_WHAT YOU NEED TO DO:_ Once the line with "PR #2400, opened 2025-03-03" is found in the entries below, print it and each following line exactly, stopping after the line with "version and having"; print nothing else.

_DATA TO EXAMINE:_

Issue #2372, opened 2025-02-27
Add Multi Processing Feature Flag in BacktestNode


himanshu2406:
# Feature Request

### Problem Statement

AFAIK, the trade engine processes data bar by bar to ensure accuracy and prevent look-ahead bias, simulating a realistic live-trading scenario even in backtesting—which is great.
However, this all happens in a single thread. This can be verified by running a multi-asset backtest and checking your CPU usage—you’ll notice only one core being utilized. 
This makes sense since node.run() executes in a single thread, and event-driven architectures generally don’t benefit from parallelization unless bars across assets are synchronized via IPC, which would be overkill for the trade engine.

However , If we want to fully utilize all cores and speed up processing across multiple instruments, multiprocessing seems like a solid approach. It preserves the event-driven structure while maximizing resource usage.

### Proposed Solution

- In case of multi-asset backtests , we can provide a feature flag for enabling multiprocessing by adding an extra optional input parameter for BacktestNode 
- This will then take in multiple configs (each initialized with their own subset of different instruments) and then run them in parallel using Python's Processing Pool. 
- The results for all individual node runs will be compiled together and returned to the caller once the parallel execution is complete. 

### Current Implementation for the same solution : 

```python
with multiprocessing.Pool(NUM_PROCESSES) as pool:
        results = pool.starmap(run_backtest, [(split, i) for i, split in enumerate(instrument_splits)])

where run_backtest : 
def run_backtest(instrument_subset, process_id):
 <code to initialize BacktestRunConfig>
 node = BacktestNode(configs=configs)
 results = node.run()
 return results

and instrument_splits : 
NUM_PROCESSES = min(8, num_instruments)
instrument_splits = [instruments[i::NUM_PROCESSES] for i in range(NUM_PROCESSES)]
```

### Additional Context

The current solution / workaround works as expected - however @cjdsellers , if you think this seems like a valid enhancement that other users running multi-asset backtests could benefit from I'd be happy to open a PR to add this. 
According to my experiments , using multi-processing to compute instruments in subsets distributed across parallel processes VS all instruments on single process -> the first approach gave me over a 8-10x performance boost when compared with the latter

himanshu2406:
as discussed , this functionality shall remain abstracted to let user decide how he wants to handle the parallelization perspective 
cc : @cjdsellers

PR #2374, opened 2025-02-27
Add Parallel Config Processing to BacktestNode

himanshu2406:
# Pull Request

As shown in #2372 , `BacktestNode` currently has no way to run backtests in parallel for multiple configs even though parallelization in this part of code wouldn't effect the event-driven architecture but will simply give a performance boost. 

I've hence added a `run_parallel()` function that can be used as a drop in replacement for run() when working with multiple configs / instruments.
Since this functionality is abstracted out in a separate function, current functionality of run won't be affected and shall work same as before. 

## Type of change

Earlier snippet (configs needed to be wrapped externally to run backtests in parallel) : 

```python
with multiprocessing.Pool(NUM_PROCESSES) as pool:
        results = pool.starmap(run_backtest, [(split, i) for i, split in enumerate(instrument_splits)])

where run_backtest : 
def run_backtest(instrument_subset, process_id):
 <code to initialize BacktestRunConfig>
 node = BacktestNode(configs=configs)
 results = node.run()
 return results

and instrument_splits : 
NUM_PROCESSES = min(8, num_instruments)
instrument_splits = [instruments[i::NUM_PROCESSES] for i in range(NUM_PROCESSES)]
```

New Snippet : 

```python
NUM_PROCESSES = min(8, num_instruments)  # Use up to 8 processes (adjust based on CPU cores)
instrument_splits = [instruments[i::NUM_PROCESSES] for i in range(NUM_PROCESSES)]
configs = []

for i, instrument_subset in enumerate(instrument_splits):
 <code to initialize BacktestRunConfig>
 configs.append(run_config)


node = BacktestNode(configs=configs)
all_results = node.run_parallel(max_workers=NUM_PROCESSES)
```

Both the results are verified to be the same.

### DIFF
--- a/nautilus_trader/backtest/node.py
+++ b/nautilus_trader/backtest/node.py
@@ -50,6 +50,7 @@ from nautilus_trader.model.objects import Currency
 from nautilus_trader.model.objects import Money
 from nautilus_trader.persistence.catalog.parquet import ParquetDataCatalog
 from nautilus_trader.persistence.catalog.types import CatalogDataResult
+import concurrent.futures
 
 
 class BacktestNode:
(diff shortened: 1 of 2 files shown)


himanshu2406:
as discussed , this functionality shall remain abstracted to let user decide how he wants to handle the parallelization perspective
cc : @cjdsellers

PR #2375, opened 2025-02-27
Refactor reconciliation interfaces into messages

faysou:
# Pull Request

Refactor order report interfaces into messages

Similar refactor as for data messages.
Using messages makes it clearer to understand where interfaces between component are located.

This also opens up the way to call execution client's order report functionalities from other components through messages if necessary in the future.

## Type of change

- Refactor

Adapted existing tests


cjdsellers:
Hi @faysou 

Thanks again for the contribution!

I think this is a good change because it makes the client interfaces even more standardized after you went to the trouble of refactoring the other data interfaces to messages to match the style of the execution side :+1:.

PR #2377, opened 2025-02-27
Fix catalog path error on windows

faysou:
# Pull Request

Fix catalog path error on windows

## Type of change


cjdsellers:
Many thanks for the fix @faysou

PR #2387, opened 2025-02-28
Refactor repetitive code in examples

stefansimik:
# Pull Request

Hi Chris,
this is a sample of how I've designed the refactoring of `/examples` to minimize repetitive code writing.

The key was to maintain:
* The simplicity of examples (easy to follow code)
* Accessibility of the code (no complex dependencies, easy to find)
* Self-contained examples (at least in the sense that all relevant code will be inside `/examples` folder)

If you can find a better location for the `demo_data_provider.py` utility, I'm happy to make adjustments. Where I've placed it was the best solution I could come up with for now.

I deliberately refactored just one example: `examples/backtest/example_02_use_clock_timer`, so you can evaluate the result. When you confirm it's okay, I'll consistently update all scenarios.

(Note: Very first example `example_01_load_bars_from_custom_csv` should stay as it is (long code), because the CSV loading itself is the main point of the whole example, i.e. extracting it would not make sense.
But all others from example 2 and on... will be refactored.

I extracted everything that was truly repetitive into `demo_data_provider.py`, while other elements that aren't included there I determined should remain inside all the `run_example.py` files.

I am open to any suggestions.

## Type of change

Refactoring of existint code to reduce writing duplicated code in examples.

* ✅  Refactored strategy still works by running simple: 
   * Run this from project NT folder:  `python examples/backtest/example_02_use_clock_timer/run_example.py`
* ✅  pre-commit passed


cjdsellers:
Hi @stefansimik

Great, this is moving in the direction I was thinking :+1: .

Just a small suggestion - we could shorten the module name for the data provider slightly (to `data_provider` ?), as it's already nested under `examples`.

stefansimik:
> Just a small suggestion - we could shorten the module name for the data provider slightly (to `data_provider` ?), as it's already nested under `examples`.

Yeah I like that too, it is better / simpler 👍
(and no need to narrow down the name, as there only single central generic data provider for now)

Update pushed ✅ 
and the refactorign of remaining examples will follow up soon.

PR #2391, opened 2025-03-01
Add test for time-bar aggregation

stefansimik:
# Pull Request

With @faysou , we made an excellent team today and divided the tasks between us.

* while @faysou was focusing on the fix [PR#2930](https://github.com/nautechsystems/nautilus_trader/pull/2390)
* I prepared the test in the meantime, that should ensure any similar problem will detected easily in the future

This test fails and indicates problem when composite bars aggregation stops working.

## Type of change

Just new test

* **before** @faysou's fix - the test "successfully" fails and indicates that there's any problem with bar aggregation that stopped working
* **after** @faysou's fix - the test runs smoothly


faysou:
Thanks for this, the test looks good. I was thinking it's hard to piece together all components together for testing this properly, but the way you does with the low level API and using the experience from your examples works well instead.

PR #2400, opened 2025-03-03
Add custom event with msgbus example

stefansimik:
# Pull Request

New tutorial style example for beginners -Hhow to use: Custom event with msgbus.

# Thing to note:

I have used standard `@dataclass` and it works without visible problems.
Is that OK, or is there any motivation and benefits using `@customdataclass` instead.

As it is now in the example, probably no data are serialized (they live just in memory),
so this implementation looks like a quick & easy way how to publish/subscribe data/events,
when there is no need for serialization... (or is it always required to handle serialization in all cases?)

I got some hints from @faysou , that `@customdataclass` should be used to allow serialization
like here: https://nautilustrader.io/docs/nightly/concepts/data/#option-greeks-example,
but is this increased complexity always required, or is it completely OK use this lightweight
version and having simple code, when we don't expect any serialization in our strategy?

In this example, I inherited from `nautilus_trader.core.message.Event`.
* Is that valid approach or is there some reason to inherit from `nautilus_trader.core.Data`?
* Or what if we don't inherit from anything at all - I tested it and the strategy still works!

Just asking, to understand if there are some strong requirements (or reasonable recommendations) how to interact with msgbus, or we can simply publish/subscribe to the msgbus what-ever object we want (no need for any subclass).
After testing it, it looks there is really no need to subclass anything and strategy still works great! 😊 

## Type of change

New example added.

✅  Strategy generates expected output in Terminal
✅  pre-commit passed

### DIFF
--- a/examples/backtest/example_09_custom_event_with_msgbus/README.md
+++ b/examples/backtest/example_09_custom_event_with_msgbus/README.md
@@ -1,0 +1,19 @@
+# Example: Custom events and Message Bus Publish/Subscribe Pattern
+
+This example demonstrates:
+* how to create and use custom events with the message bus in a **NautilusTrader** strategy.
+* how to create a custom event, publish it when specific conditions are met and subscribe to handle these events.
+
+This pattern is not only useful for proper event-driven communication between different parts of your trading system,
+but also for generating and receiving events within the same Actor/Strategy.
+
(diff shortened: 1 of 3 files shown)


faysou:
I suppose serialisation allows a message to be transported between nodes, but it's true that for simple cases and if you use the message bus directly there's no need for added complexity. Maybe @cjdsellers can comment on this.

_TASK RESPONSE:_
PR #2400, opened 2025-03-03
Add custom event with msgbus example

stefansimik:
# Pull Request

New tutorial style example for beginners -Hhow to use: Custom event with msgbus.

# Thing to note:

I have used standard `@dataclass` and it works without visible problems.
Is that OK, or is there any motivation and benefits using `@customdataclass` instead.

As it is now in the example, probably no data are serialized (they live just in memory),
so this implementation looks like a quick & easy way how to publish/subscribe data/events,
when there is no need for serialization... (or is it always required to handle serialization in all cases?)

I got some hints from @faysou , that `@customdataclass` should be used to allow serialization
like here: https://nautilustrader.io/docs/nightly/concepts/data/#option-greeks-example,
but is this increased complexity always required, or is it completely OK use this lightweight
version and having simple code, when we don't expect any serialization in our strategy?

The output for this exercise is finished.